### [PROVIDED ENTRIES]
%%

Issue #2394, opened 2023-11-28
[bug] boosted posts sometimes appear to be authored by the booster


illfygli:
### Describe the bug with a clear and concise description of what the bug is.

A boosted toot may change so that the booster appears as the author, the date of the toot becomes the boost date, and so on.

I've seen it change before my eyes, so it starts out correct, and then the booster usurps the original author. :)

Unfortunately, I found nothing even remotely interesting in the logs.

### What's your GoToSocial Version?

0.12.2

### GoToSocial Arch

x86_64 binary

### What happened?

A boost appeared on the timeline.

Then the boost metadata replaced that of the original post, making it look like an original post by the booster.

### What you expected to happen?

Post should keep the original author.

### How to reproduce it?

Stare at the timeline for extended periods of time. Sorry, I don't know. :(

### Anything else we need to know?

You're the best, keep up the good work.

tsmethurst:
Oh, I didn't mean to mark this as completed. I'll open it again until we can validate it's actually fixed.

illfygli:
Upgraded to 0.13.0-rc1 and will keep an eye out!

tsmethurst:
I haven't seen this again yet :eyes:

illfygli:
Me neither!

Seems like it was actually quite common, once I started looking for it, but now I haven't seen it on 0.13.0 or any of its RCs.

tsmethurst:
Great :) I'll close it for now and let's see if it pops up again in future.

PR #2405, opened 2023-12-01
[bugfix/chore] `Announce` reliability updates

tsmethurst:
# Description

>

- ~~Use per-URI deref locks for Announce dereferences to avoid races.~~
- Use new `BoostOfURI` field on statuses for doing Announce derefs (new field not stored in the db).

%%

### [AIM OF THE EXERCISE]
Exact repetition of every record is required.

### [ANSWER SPACE]
Issue #2394, opened 2023-11-28
[bug] boosted posts sometimes appear to be authored by the booster


illfygli:
### Describe the bug with a clear and concise description of what the bug is.

A boosted toot may change so that the booster appears as the author, the date of the toot becomes the boost date, and so on.

I've seen it change before my eyes, so it starts out correct, and then the booster usurps the original author. :)

Unfortunately, I found nothing even remotely interesting in the logs.

### What's your GoToSocial Version?

0.12.2

### GoToSocial Arch

x86_64 binary

### What happened?

A boost appeared on the timeline.

Then the boost metadata replaced that of the original post, making it look like an original post by the booster.

### What you expected to happen?

Post should keep the original author.

### How to reproduce it?

Stare at the timeline for extended periods of time. Sorry, I don't know. :(

### Anything else we need to know?

You're the best, keep up the good work.

tsmethurst:
Oh, I didn't mean to mark this as completed. I'll open it again until we can validate it's actually fixed.

illfygli:
Upgraded to 0.13.0-rc1 and will keep an eye out!

tsmethurst:
I haven't seen this again yet :eyes:

illfygli:
Me neither!

Seems like it was actually quite common, once I started looking for it, but now I haven't seen it on 0.13.0 or any of its RCs.

tsmethurst:
Great :) I'll close it for now and let's see if it pops up again in future.

PR #2405, opened 2023-12-01
[bugfix/chore] `Announce` reliability updates

tsmethurst:
# Description

>

- ~~Use per-URI deref locks for Announce dereferences to avoid races.~~
- Use new `BoostOfURI` field on statuses for doing Announce derefs (new field not stored in the db).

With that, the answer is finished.